Keep your types safe and sound

Typesafety can safe your bum. Both by repelling evildoers who want to inject and by repelling bugs that want to make the users of your code unhappy. Luckily Perl 6 can help here with a fairly nice type-system and operators that don’t make many assumtions about their operands. Since type-checks are done at runtime (mostly) they come with a cost. I wanted to know how big that cost is in a real-life example.

To ease my finger-hurt I wrote a little module that can output XHTML called XHTML::Writer. Having a dropin replacement that prevents the most basic injection woes would be nice. Before I could write that I needed a type for the type-system to work with.

Enter: Typesafe::HTML

class HTML is export {
    has $.the-str is rw;
    method new (Str $s = '') { self.bless(the-str=>$s) }
    method Str () is nodal { $.the-str }
    method perl (){ "HTML.new('{$.the-str.subst(Q{\}, Q{\\}, :g).subst(<'>, <\'>, :g).subst("\n",Q{\\n}, :g)}');"; }
    proto method utf8-to-htmlentity (|) is export {*};
    multi method utf8-to-htmlentity (Str:D \s) is nodal {
        s.subst('&', '&amp;', :g).subst('<', '&lt;', :g)
    }
    multi method utf8-to-htmlentity (Str:D @a) is nodal {
        @a>>.utf8-to-htmlentity()
    }
    multi method utf8-to-htmlentity (HTML:D \h) is nodal {
        h
    }
}

This class can hold a Str that can contain bare HTML or stuff that is ment to look like HTML but should not be rendered as such. We do the latter with quoting with HTML-entities. We can set bare HTML either by accessing $.the-str (I don’t believe in shotguns) or via the constructor .new. The method utf8-to-htmlentity is ment to quote HTML. For now there is no actually typesafety done. For that we need the right operator.

multi sub infix:<~>(HTML:D \l, Str:D \r) is export {
    l.new( l.Str ~ l.utf8-to-htmlentity(r) );
}

multi sub infix:<~>(HTML:D \l, HTML:D \r) is export {
    l.new( l.the-str ~ r.the-str );
}

multi sub infix:<~>(Str:D \l, HTML:D \r) is export {
    r.new( r.utf8-to-htmlentity(l) ~ r.Str );
}

Those three fellow will get any Str quoted that is concatenated with unquoted HTML, if either operand is of type HTML already.

use Typesafe::HTML;

my $quoted = HTML.new ~ '<br>'; # this will be '&lt;br>'

It’s a bit unwieldy to create an emtpy HTML string. Most of the time we don’t want to quote a loose quoted string anyway.

use Typesafe::HTML;
use Typesafe::XHTML::Writer :p, br;

my $mixed = p(class=>'quotedhtml', '<br/>');
# q{<p class="quotedhtml">&lt;br></p>}

my $also-mixed = br ~ '<br/>' ~ br;
# q{<br/>&lt;br><br/>}

Typesafe::XHTML::Writer comes with a little helper called xhtml-skeleton that will surround it’s arguments with XHTML1.1 boilerplate and will convert anything that isn’t HTML to quoted xhtml.

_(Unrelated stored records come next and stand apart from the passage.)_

PR #98, opened 2015-01-28
bw2 enable ssl

bw2:


brettpthomas:
The config looks great, but the code as is won't allow any non-SSL deployments (eg. EC2) 

Should we add an `ssl_enabled` option to puppet and only add these lines if so?

bw2:
@brettpthomas - great idea

PR #138, opened 2015-04-13
Use load_project_dir in OSX README

brettpthomas:
The current OSX project loading instructions reference old file paths. If we update to use `load_project_dir` instead of the old add_* commands, issues are fixed!


bw2:
Thanks @brettpthomas

PR #158, opened 2015-11-15
Select cannonical transcript

bw2:


xbrowse/annotation/vep_annotations.py
```diff
@@ -257,47 +257,64 @@ def get_csq_fields_from_vcf_desc(csq_desc):
...
-    num_annotations = len(vep_annotation)
-    if num_annotations == 0:
-        print 'Warning: no VEP annnotation'
-        return None
+    if not transcript_annotations:
+        raise ValueError("transcript_annotations is empty")
 
-    worst_value = 1000
-    worst_index = -1
-    for i in range(num_annotations):
```
harindra-a: xrange is a nice function to use here as well (vs range) with caveats. Good pros/cons listed here http://stackoverflow.com/questions/135041/should-you-always-favor-xrange-over-range

xbrowse/annotation/vep_annotations.py
```diff
@@ -257,47 +257,64 @@ def get_csq_fields_from_vcf_desc(csq_desc):
...
+    for i, transcript_annotation in worst_severity_annotations:
+        if transcript_annotation['canonical']:
+            worst_severity_annotation_index = i
+            break
+    else:
+        # otherwise, sort transcripts alphabetically by transcript id and return the 1st one
+        worst_severity_annotations.sort(key=lambda x: x[1]['feature'])
+        worst_severity_annotation_index, _ = worst_severity_annotations[0]
+
+    return worst_severity_annotation_index
```
harindra-a: As a small stylistic comment, I generally stick to small single task functions vs longer functions to help me partition tasks so it is easier to debug, but the trade-off of is that it causes having a lot of smaller functions floating around.

bw2: I agree.. in general smaller functions are better.

xbrowse/annotation/vep_annotations.py
bw2: I general stick with `range` due to the cons listed - unless it's 10,000+ numbers and optimization is warranted.

xbrowse/annotation/vep_annotations.py
harindra-a: sounds good to me, ready for merge in!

Next step was to find out how big the performence hit for using all those type-checks would be. A little script provided plenty of HTML generating function calls. With 50000 tags it takes about 284s to get the script compiled and 73.1s to execute. The typesafe variant takes 2s longer to compile (could be noise) and 82.8s to execute, what is a 11.7% performance hit. Given that any real-world script would likely spend most time doing something else then generating HTML we can assume that 11.7% is the upper boundary in any case. I asked jnthn if he expects type checks to get faster with more work on Rakudo. The answer was: “yes“.